Task to complete => Scan the records for "into". Report each line that includes it.
Top of Supplied material
PR #161, opened 2026-05-12
fix(rwx): inject RWX_ACCESS_TOKEN into CLI subprocess env

lukecurri:
The plugin holds the access token in r.accessToken from Configure() but never propagates it to the rwx CLI subprocesses. CLI-backed tools (logs, results, artifacts, mcp serve) fail with "no access token configured" even when the UI shows CONNECTED.

The rwx CLI v3.13+ authenticates via RWX_ACCESS_TOKEN, --access-token, or a credentials file from rwx login. Users who paste the token into switchboard's UI without running rwx login have no auth path.

Fix: new r.cmdEnv() appends RWX_ACCESS_TOKEN=<token> to subprocess env. Applied in runRWXCommand and proxyClient.start.


daltoniam (approved):
Clean PR — builds, tests pass, lint clean. Nice fix for the subprocess auth gap; cmdEnv() is well-documented and the test coverage is solid. LGTM.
Bottom of Supplied material
Your response =>
fix(rwx): inject RWX_ACCESS_TOKEN into CLI subprocess env
The rwx CLI v3.13+ authenticates via RWX_ACCESS_TOKEN, --access-token, or a credentials file from rwx login. Users who paste the token into switchboard's UI without running rwx login have no auth path.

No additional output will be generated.